Approximating boundaries of causative sources is an important task in potential field interpretation. Many techniques have been proposed for approximating the edges including derivative and phase-based methods. The derivative-based methods cannot equalize the signal amplitudes, and although the phase-based methods do not have this problem, they maybe produce false edges, or the obtained edges are diffused. To overcome these problems, the ridges of some edge detection functions can be determined using the algorithms such as the Blakely and Simpson's algorithm or the curvature analysis algorithm. However, these algorithms cannot fully identify all the peaks of the data or produce some spurious ridges in output maps. In this study, we introduce an improved method to locate the peaks of the data. The efficiency of the algorithm is demonstrated on two synthetic gravity data, as well as real gravity data of the Vredefort dome area (South Africa). Compared with two traditional methods, the proposed algorithm produces more precise and detailed results.

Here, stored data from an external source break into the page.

Issue #842, opened 2023-08-03
Form component - loading behavior on submit


CamilaQueiroz:
Using the **Form** component, when passing a function to the **onSubmit** prop, the form keeps loading without stopping. I don't know if it's related, but I've monitored the formStatus prop of useForm and it doesn't change from filling to sending when I submit the form. **I'm using Next.js 13**

**To Reproduce** Steps to reproduce the behavior:

1. Use Form component like the example below

```

function Login() {
  const { SignIn } = useAuth();
  const router = useRouter();

  const onSubmit = async (data: FormValues) => {
    try {
      await SignIn(data as SignInProps);
      router.push("/dashboard");

    } catch (error) {
      alert("Credenciais inválidas");
    }
  };

  return (
    <>
      <Form
        onSubmit={onSubmit}
        id="login-form"
        initialValues={{ email: "", password: "" }}
      >
        <Stack space={16}>
          <EmailField label="e-mail" name="email" id="email" />

          <PasswordField label="senha" id="password" name="password" />

          <ButtonLayout>
            <ButtonPrimary submit loadingText="Sending">
              Login
            </ButtonPrimary>
          </ButtonLayout>
        </Stack>
      </Form>
    </>
  );
}





```
**Expected behavior**  Form component change the "loading" behavior when finished the function

<img width="442" alt="Captura de Tela 2023-08-03 às 16 17 08" src="https://github.com/Telefonica/mistica-web/assets/20759520/4fed90b3-c54c-479f-bc1b-3f44ccb5aeb0">

**Desktop (please complete the following information):**

- OS: MacOS Ventura 13.2
- Browser: chrome, safari

CamilaQueiroz:
Looking for more information, I understood that this is the behavior of the Form component. I found this explanation in an example:

 - When the form is being submitted (while the onSubmit promise is unresolved or rejected), all fields are automatically disabled and a spinner appears inside the submit button.

https://github.com/Telefonica/mistica-web/blob/master/doc/forms.md#important-notes


But is there any way to handle this behavior? I tried to manipulate the props "disable" and "showSpinner" but no success.

atabel:
this is the expected behavior. If you want the form to be usable again you need to resolve the onSubmit promise.
See this example:
[...]

PR #863, opened 2023-08-29
fix(Form): set mountedRef value to true on client side first render

marcoskolodny:
Solving issue reported [here](https://github.com/Telefonica/mistica-web/issues/842).

When using React with StrictMode on, in dev environment components' effects are executed twice (https://react.dev/reference/react/StrictMode#strictmode)

After mounting the component and executing the effects once, the `isMountedRef` value is set to false, but it's never reset to true in the second time the effect is triggered. This causes the form to never update its state to "filling" after performing a form submit:

image

### DIFF
--- a/src/form.tsx
+++ b/src/form.tsx
@@ -48,6 +48,12 @@ const Form: React.FC<FormProps> = ({
     const id = useAriaId(idProp);
 
     React.useEffect(() => {
+        /**
+         * When using React with Strict Mode on, the components are rendered twice. If we don't set the ref's value to true
+         * every time the component is mounted, during the second mount this value will be equal to false, preventing handleSubmit()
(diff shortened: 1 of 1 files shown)


src/form.tsx
```diff
@@ -47,12 +47,12 @@ const Form: React.FC<FormProps> = ({
     const {texts} = useTheme();
     const id = useAriaId(idProp);
 
-    React.useEffect(
-        () => () => {
+    React.useEffect(() => {
+        isMountedRef.current = true;
```
pladaria, line 51: please add a short comment explaining why this assignment is necessary

pladaria (approved):

src/form.tsx
marcoskolodny: done

PR #872, opened 2023-09-04
fix(Inline): avoid content overflow with wrap and negative space

marcoskolodny:
Issue: [Link](https://jira.tid.es/browse/WEB-816)


yceballost (approved):

src/inline.css.ts
atabel, line 1: Any idea why this was only broken for ios theme?

atabel (approved):

PR #877, opened 2023-09-07
feat(getCssVarValue): utility function

atabel:
WEB-1518


src/utils/dom.tsx
```diff
@@ -121,3 +121,32 @@ export const listenResize = (element: Element, handler: ResizeListener): (() =>
...
+
+const parseVarCall = (cssVar: string) => {
+    const [varName, fallback] = cssVar
+        .replace(/^var\(/, '')
+        .replace(/\)$/, '')
+        .split(/\s*,\s*(.*)/);
+    return {varName, fallback};
+};
+
+const isCssVar = (cssVar: string) => cssVar.startsWith('var(') || cssVar.startsWith('--');
```
marcoskolodny, line 133: Should we consider handling cases in which this returns true, but it's actually not a valid css var? (something like `(varrrr` for example).

atabel: I think this is good enough. But I don't understand your example, `(varrrr` doesn't start with `var(`

pladaria (approved):

src/utils/dom.tsx
marcoskolodny: Sorry, I meant something line `var(((`.

atabel: I think it doesn't make sense to cover that case, this function will probably be used with mistica skinVars in most of the cases, so we won't have these weird cases

PR #883, opened 2023-09-13
feat(ErrorFeedback): new component

atabel:
[WEB-1533](https://jira.tid.es/browse/WEB-1533)

Figma: https://www.figma.com/file/LpjgnU1xpmEzQvlXKwAHmn/%F0%9F%94%B8-Feedbacks-Specs?type=design&node-id=2202-130&mode=design&t=rYvgUXRoXd5BNLwo-0


src/feedback.tsx
```diff
@@ -459,3 +448,52 @@ export const SuccessFeedback: React.FC<AssetFeedbackProps> = ({
         })
     );
 };
+
+export const ErrorFeedback: React.FC<ErrorFeedbackScreenProps> = ({
+    title,
+    description,
+    primaryButton,
```
Winde, line 455: I believe the icon would need to be parametrizable if we are to keep the current VIVO "customization":

```
platform.getAppBrand() === 'VivoBR' ? (
                    <IconWarningLight color={skinVars.colors.error} size={60} />
                ) : (
                    <IconFileErrorLight color={skinVars.colors.brand} size={60} />
                )
```

atabel: hmmm... I don't think so. ErrorFeedbackScreen doesn't allow you to configure the error icon, I don't se why ErrorFeedback should allow it

atabel: we could expose some kind of generic customizable `Feedback` as we do with `FeedbackScreen` if it's really needed

Winde: if the aim is to solve the current issue I raised, yes, we would need that `Feedback`

if you look at web/src/common/components/full-page-error in webapp, we are using FeedbackScreen instead of ErrorFeedbackScreen because of the fact that the icon needs to be configurable

atabel: I see. It makes sense, but I'm a bit worried we could be over abusing this configurability, we should try to follow the standard ErrorFeedback/ErrorFeedbackScreen design whenever possible unless there is a strong reason. That's the main point of having a Design System. @aweell, what's Design Core opinion on this?

marcoskolodny (approved):

src/feedback.tsx
aweell: We're worried too we're not following the definition correctly, if we're going to display an error the icon should be consistent. So using errorFeedback / errorFeedbackScreen should be the way to go. 

I'm digging into this need with product design. @winde if you have examples of these cases at hand and can share them, it would be very valuable.

Winde: Here's a storybook where it can be seen the icon changing per brand: https://storybook.tuenti.io/?path=/story/account-common-components-fullpageerror--default

Here's the tickets of the last update of this component in webapp:
https://jira.tid.es/browse/PRODUCTDSN-1246
https://jira.tid.es/browse/ACCOUNT-21143

I'm asking @montse for more info on why it was determined a different icon for VIVO.

pladaria (approved):

PR #888, opened 2023-09-19
chore(utilities): update debounce implementation and tests

marcoskolodny:


src/utils/helpers.tsx
```diff
@@ -1,59 +1,121 @@
...
-
+type Debounced<T> = T & {cancel: () => void; flush: () => void};
+
+/**
+ * Creates a debounced function that delays invoking func until after wait milliseconds
+ * have elapsed since the last time the debounced function was invoked. The debounced function
+ * comes with a cancel method to cancel delayed func invocations and a flush method to immediately
+ * invoke them. The func is invoked with the last arguments provided to the debounced function.
+ * Subsequent calls to the debounced function return the result of the last func invocation.
+ */
```
pladaria, line 9: please add a note commenting that these functions are copied from webapp's package

pladaria (approved):

src/utils/helpers.tsx
marcoskolodny: done

PR #891, opened 2023-09-20
fix(FixedFooterLayout): prevent content from being rendered on top of the footer

marcoskolodny:
Issue: [link](https://jira.tid.es/browse/WEB-1548)

### DIFF
--- a/src/fixed-footer-layout.css.ts
+++ b/src/fixed-footer-layout.css.ts
@@ -29,15 +29,6 @@ export const fixedFooter = style({
     },
 });
 
-export const contentWithFixedFooter = style({
-    '@media': {
-        [mq.tabletOrSmaller]: {
-            position: 'relative',
-            zIndex: 0,
-        },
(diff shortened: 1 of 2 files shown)


src/fixed-footer-layout.css.ts
```diff
@@ -29,6 +29,15 @@ export const fixedFooter = style({
     },
 });
 
+export const contentWithFixedFooter = style({
```
atabel, line 32: alternative fix: make container be a new stacking context with `isolation: isolate`, this way zindex hierarchy inside container won't affect to the fixed footer.

It could be a good idea to apply `isolation: isolate` to cards too.

marcoskolodny: Updated footer in order to use isolation instead of zIndex

aweell (approved):
LGTM!

atabel (approved):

使潜在原因的边界接近是潜在领域解释中的重要任务。已经提出了许多用于近似边缘的技术，包括基于导数和基于相位的方法。基于导数的方法无法均衡信号幅度，尽管基于相位的方法不存在此问题，但它们可能会产生伪边缘，或者会分散获得的边缘。为了克服这些问题，可以使用诸如布雷克利和辛普森算法或曲率分析算法之类的算法来确定某些边缘检测函数的脊。但是，这些算法无法完全识别数据的所有峰值或在输出映射中产生一些虚假的脊。在这项研究中，我们介绍了一种改进的方法来定位数据的峰值。在两个合成重力数据以及Vredefort穹顶区域（南非）的实际重力数据上证明了该算法的效率。与两种传统方法相比，该算法产生了更加精确和详细的结果。